Records from a data collection:
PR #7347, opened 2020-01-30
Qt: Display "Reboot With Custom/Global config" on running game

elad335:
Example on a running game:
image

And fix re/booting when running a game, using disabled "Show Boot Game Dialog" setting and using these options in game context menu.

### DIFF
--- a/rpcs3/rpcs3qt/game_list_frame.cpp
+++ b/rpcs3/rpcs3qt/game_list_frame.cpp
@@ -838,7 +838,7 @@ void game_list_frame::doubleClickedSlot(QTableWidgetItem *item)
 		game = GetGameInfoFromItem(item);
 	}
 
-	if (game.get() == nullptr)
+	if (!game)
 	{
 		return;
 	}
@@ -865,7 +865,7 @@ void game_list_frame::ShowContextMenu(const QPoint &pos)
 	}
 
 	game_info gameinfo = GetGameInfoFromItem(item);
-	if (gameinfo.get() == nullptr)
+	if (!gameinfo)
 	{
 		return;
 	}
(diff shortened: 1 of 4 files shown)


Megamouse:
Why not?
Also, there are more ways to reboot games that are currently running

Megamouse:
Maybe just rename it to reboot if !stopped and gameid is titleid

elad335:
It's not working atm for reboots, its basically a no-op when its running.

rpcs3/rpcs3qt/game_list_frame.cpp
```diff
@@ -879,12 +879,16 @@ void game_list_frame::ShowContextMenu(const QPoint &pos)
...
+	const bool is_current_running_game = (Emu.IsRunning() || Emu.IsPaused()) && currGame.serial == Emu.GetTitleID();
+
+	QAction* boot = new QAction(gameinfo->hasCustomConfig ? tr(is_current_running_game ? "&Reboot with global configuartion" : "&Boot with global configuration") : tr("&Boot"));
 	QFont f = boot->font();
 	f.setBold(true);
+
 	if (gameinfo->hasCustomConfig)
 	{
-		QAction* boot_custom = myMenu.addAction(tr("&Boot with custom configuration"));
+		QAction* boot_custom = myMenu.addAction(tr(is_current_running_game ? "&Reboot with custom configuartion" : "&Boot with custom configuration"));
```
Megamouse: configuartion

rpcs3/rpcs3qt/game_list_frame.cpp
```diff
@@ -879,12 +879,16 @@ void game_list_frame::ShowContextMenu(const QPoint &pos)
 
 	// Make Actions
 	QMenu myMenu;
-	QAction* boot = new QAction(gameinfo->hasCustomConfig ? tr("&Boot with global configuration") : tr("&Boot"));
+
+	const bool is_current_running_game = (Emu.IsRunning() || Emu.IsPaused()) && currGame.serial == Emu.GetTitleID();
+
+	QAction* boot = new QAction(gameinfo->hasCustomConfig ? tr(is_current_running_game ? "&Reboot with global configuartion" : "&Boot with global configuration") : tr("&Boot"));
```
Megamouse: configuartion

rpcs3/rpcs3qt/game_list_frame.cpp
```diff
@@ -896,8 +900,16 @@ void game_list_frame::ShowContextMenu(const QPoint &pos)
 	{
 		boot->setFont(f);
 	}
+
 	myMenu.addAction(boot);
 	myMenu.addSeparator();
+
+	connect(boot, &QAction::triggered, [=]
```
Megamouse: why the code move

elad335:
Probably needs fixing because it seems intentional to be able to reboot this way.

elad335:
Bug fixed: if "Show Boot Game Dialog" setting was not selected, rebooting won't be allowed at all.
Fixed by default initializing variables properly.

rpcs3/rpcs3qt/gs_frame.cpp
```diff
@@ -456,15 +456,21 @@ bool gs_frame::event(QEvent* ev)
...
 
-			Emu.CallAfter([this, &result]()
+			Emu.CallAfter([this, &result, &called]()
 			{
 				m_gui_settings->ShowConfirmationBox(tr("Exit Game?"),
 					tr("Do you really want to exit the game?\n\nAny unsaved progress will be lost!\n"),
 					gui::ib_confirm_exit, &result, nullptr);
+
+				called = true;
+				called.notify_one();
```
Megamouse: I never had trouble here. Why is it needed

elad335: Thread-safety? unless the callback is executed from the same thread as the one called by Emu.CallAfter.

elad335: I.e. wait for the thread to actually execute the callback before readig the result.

--

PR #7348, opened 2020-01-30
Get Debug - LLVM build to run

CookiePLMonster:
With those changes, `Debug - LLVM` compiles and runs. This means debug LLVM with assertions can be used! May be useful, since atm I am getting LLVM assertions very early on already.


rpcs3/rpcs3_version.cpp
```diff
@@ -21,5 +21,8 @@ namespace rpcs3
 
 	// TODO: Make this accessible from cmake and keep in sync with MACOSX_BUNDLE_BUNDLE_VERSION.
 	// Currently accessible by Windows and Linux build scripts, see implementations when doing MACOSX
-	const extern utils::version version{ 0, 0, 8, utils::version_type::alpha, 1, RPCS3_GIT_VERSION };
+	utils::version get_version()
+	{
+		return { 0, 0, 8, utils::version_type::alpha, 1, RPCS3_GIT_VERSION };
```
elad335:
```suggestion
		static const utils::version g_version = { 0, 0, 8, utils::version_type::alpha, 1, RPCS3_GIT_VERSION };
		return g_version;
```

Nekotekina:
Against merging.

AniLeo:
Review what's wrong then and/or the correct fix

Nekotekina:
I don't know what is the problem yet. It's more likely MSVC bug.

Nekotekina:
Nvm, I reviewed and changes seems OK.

* * *

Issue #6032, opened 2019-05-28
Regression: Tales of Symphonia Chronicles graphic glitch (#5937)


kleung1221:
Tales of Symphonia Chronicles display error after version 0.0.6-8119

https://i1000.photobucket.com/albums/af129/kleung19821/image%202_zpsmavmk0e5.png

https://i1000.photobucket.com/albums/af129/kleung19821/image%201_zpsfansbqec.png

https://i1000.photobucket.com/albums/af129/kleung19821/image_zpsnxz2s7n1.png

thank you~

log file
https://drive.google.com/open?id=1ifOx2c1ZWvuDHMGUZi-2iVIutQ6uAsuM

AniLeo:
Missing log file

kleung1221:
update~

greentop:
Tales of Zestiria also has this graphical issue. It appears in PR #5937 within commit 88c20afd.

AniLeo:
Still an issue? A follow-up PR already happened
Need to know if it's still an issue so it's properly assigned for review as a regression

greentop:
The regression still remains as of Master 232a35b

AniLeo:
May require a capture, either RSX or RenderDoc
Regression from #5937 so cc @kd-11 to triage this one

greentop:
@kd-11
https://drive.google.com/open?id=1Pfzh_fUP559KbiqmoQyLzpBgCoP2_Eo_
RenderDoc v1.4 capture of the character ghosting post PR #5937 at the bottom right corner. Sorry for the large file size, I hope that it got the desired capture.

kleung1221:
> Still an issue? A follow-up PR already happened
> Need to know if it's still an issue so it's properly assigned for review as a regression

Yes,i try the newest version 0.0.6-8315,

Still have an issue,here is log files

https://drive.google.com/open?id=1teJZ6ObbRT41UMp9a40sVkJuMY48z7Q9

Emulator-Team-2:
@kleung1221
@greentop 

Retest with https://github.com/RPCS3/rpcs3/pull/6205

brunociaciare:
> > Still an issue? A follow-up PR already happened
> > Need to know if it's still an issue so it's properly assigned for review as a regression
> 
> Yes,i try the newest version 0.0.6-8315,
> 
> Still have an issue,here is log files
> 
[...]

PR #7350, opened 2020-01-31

■ What is being asked
For each line in the entries that holds "Tales", return that line.

■ Expected answer
Regression: Tales of Symphonia Chronicles graphic glitch (#5937)
Tales of Symphonia Chronicles display error after version 0.0.6-8119
Tales of Zestiria also has this graphical issue. It appears in PR #5937 within commit 88c20afd.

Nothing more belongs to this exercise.